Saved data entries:
☆ ☆ ☆

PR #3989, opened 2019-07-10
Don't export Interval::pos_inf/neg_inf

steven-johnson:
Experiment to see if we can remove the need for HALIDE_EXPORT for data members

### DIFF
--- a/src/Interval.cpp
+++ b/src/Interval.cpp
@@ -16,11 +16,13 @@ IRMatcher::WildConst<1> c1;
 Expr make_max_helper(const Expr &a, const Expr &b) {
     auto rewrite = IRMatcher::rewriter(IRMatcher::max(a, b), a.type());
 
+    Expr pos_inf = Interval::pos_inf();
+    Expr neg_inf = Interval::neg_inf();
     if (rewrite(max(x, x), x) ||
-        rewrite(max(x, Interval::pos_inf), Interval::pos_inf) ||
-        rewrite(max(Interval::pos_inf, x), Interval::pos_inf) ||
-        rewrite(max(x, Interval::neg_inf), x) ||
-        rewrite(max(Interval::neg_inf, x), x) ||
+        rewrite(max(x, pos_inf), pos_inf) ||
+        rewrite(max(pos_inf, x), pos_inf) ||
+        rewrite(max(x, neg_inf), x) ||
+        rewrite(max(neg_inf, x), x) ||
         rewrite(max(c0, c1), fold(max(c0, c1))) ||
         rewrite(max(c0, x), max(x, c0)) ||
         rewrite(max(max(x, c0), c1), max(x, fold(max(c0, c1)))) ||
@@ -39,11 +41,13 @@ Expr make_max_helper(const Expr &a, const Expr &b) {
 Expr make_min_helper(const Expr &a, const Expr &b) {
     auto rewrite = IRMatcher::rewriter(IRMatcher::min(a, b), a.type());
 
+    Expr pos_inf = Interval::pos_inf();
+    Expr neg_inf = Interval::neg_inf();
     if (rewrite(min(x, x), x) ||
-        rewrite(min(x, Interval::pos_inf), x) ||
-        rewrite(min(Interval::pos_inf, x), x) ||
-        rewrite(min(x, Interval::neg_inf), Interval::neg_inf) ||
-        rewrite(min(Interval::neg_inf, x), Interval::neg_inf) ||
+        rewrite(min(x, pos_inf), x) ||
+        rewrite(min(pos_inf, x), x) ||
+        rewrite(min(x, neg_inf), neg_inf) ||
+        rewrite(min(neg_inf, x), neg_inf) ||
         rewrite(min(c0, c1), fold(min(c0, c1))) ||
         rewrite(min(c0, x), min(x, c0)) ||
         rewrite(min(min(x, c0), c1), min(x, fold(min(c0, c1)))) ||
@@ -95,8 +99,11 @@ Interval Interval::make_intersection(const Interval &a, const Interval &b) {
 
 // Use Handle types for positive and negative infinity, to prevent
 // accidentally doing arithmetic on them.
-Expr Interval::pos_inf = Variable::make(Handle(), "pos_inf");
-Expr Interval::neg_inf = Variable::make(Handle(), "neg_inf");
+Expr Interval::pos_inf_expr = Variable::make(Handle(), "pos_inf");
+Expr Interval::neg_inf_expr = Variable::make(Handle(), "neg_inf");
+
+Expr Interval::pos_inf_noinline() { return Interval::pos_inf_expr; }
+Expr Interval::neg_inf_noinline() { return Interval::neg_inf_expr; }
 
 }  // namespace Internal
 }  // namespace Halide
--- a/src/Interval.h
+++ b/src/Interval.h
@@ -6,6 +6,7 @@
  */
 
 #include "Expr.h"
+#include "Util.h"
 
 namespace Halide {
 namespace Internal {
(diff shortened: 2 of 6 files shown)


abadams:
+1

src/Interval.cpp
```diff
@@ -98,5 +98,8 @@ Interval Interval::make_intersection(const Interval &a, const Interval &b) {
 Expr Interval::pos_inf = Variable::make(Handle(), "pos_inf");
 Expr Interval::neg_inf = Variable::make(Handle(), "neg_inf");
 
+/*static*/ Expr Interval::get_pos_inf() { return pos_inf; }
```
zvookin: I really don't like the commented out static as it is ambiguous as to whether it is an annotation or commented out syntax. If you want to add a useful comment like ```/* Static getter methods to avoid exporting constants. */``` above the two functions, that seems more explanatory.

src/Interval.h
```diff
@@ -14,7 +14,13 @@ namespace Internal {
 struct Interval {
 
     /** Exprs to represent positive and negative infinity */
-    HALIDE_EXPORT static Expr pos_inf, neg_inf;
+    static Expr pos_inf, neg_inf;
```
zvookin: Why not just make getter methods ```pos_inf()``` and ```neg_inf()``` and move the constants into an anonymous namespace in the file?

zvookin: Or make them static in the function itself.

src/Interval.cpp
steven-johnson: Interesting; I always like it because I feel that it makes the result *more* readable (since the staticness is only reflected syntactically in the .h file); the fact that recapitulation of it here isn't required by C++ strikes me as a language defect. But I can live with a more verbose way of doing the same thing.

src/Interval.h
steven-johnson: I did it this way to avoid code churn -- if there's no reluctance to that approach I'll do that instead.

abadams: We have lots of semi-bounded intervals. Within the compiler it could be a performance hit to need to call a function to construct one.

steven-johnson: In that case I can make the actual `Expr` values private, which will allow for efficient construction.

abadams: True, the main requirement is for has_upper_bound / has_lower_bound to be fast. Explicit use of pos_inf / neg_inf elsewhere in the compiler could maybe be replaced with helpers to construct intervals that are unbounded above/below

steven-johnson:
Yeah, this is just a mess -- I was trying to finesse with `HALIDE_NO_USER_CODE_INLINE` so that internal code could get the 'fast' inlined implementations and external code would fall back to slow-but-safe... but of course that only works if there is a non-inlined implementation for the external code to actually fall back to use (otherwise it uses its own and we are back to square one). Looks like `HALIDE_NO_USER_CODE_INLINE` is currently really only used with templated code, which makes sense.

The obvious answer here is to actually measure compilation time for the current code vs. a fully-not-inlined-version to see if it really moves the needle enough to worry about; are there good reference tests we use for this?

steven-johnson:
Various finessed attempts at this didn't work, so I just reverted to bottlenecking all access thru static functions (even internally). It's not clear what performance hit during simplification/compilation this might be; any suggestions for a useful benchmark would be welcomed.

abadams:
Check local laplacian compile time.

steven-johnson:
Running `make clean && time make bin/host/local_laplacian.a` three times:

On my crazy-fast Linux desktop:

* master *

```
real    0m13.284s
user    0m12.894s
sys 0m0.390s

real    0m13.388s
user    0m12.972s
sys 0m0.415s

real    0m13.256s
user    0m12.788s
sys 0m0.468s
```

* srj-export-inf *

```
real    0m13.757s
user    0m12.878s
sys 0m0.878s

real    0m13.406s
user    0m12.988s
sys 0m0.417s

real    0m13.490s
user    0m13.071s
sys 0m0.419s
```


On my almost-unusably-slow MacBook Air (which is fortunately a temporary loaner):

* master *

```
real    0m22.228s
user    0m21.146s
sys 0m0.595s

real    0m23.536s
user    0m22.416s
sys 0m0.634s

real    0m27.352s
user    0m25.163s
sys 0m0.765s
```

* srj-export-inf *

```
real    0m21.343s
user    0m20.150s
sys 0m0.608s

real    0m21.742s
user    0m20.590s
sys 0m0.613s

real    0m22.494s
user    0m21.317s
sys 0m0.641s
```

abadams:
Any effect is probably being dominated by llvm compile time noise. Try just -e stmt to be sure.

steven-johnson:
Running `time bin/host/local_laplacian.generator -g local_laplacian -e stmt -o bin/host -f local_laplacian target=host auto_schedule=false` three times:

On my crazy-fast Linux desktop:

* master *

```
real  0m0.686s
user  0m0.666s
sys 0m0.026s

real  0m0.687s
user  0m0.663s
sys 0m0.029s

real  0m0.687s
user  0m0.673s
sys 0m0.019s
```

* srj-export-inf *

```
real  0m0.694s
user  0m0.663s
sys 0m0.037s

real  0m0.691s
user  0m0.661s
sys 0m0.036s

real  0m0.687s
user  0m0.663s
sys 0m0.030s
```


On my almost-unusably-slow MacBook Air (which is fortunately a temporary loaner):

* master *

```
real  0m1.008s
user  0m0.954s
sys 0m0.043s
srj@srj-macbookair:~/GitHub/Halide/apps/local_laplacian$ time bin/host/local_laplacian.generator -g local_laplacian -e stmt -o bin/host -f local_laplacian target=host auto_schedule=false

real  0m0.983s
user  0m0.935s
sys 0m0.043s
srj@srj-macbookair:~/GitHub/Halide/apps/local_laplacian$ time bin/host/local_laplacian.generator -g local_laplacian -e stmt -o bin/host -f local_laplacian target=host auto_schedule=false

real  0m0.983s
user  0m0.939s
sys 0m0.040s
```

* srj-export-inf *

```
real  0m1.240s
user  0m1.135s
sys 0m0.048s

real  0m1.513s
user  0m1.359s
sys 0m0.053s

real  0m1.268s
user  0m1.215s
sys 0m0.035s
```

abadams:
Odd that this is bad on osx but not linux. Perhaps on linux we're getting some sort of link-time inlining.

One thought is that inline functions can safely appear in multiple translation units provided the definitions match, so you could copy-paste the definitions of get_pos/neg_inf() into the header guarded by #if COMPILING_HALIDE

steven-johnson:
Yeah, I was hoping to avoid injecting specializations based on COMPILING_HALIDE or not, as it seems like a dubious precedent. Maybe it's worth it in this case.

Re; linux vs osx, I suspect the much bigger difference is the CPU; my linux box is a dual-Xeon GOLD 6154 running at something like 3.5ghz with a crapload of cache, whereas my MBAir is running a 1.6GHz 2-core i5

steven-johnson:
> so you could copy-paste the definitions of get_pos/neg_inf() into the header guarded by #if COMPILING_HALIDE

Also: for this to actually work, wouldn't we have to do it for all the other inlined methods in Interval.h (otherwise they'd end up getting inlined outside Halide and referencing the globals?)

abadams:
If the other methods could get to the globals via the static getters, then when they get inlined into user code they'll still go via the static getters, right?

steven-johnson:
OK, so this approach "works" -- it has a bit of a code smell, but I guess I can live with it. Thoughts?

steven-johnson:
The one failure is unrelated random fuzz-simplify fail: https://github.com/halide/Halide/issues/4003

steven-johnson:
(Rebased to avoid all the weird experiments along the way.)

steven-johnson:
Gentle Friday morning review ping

☆ ☆ ☆

_Required work_:
Find and copy each line of the data where "guarded" is present.

_Problem solution_:
One thought is that inline functions can safely appear in multiple translation units provided the definitions match, so you could copy-paste the definitions of get_pos/neg_inf() into the header guarded by #if COMPILING_HALIDE
> so you could copy-paste the definitions of get_pos/neg_inf() into the header guarded by #if COMPILING_HALIDE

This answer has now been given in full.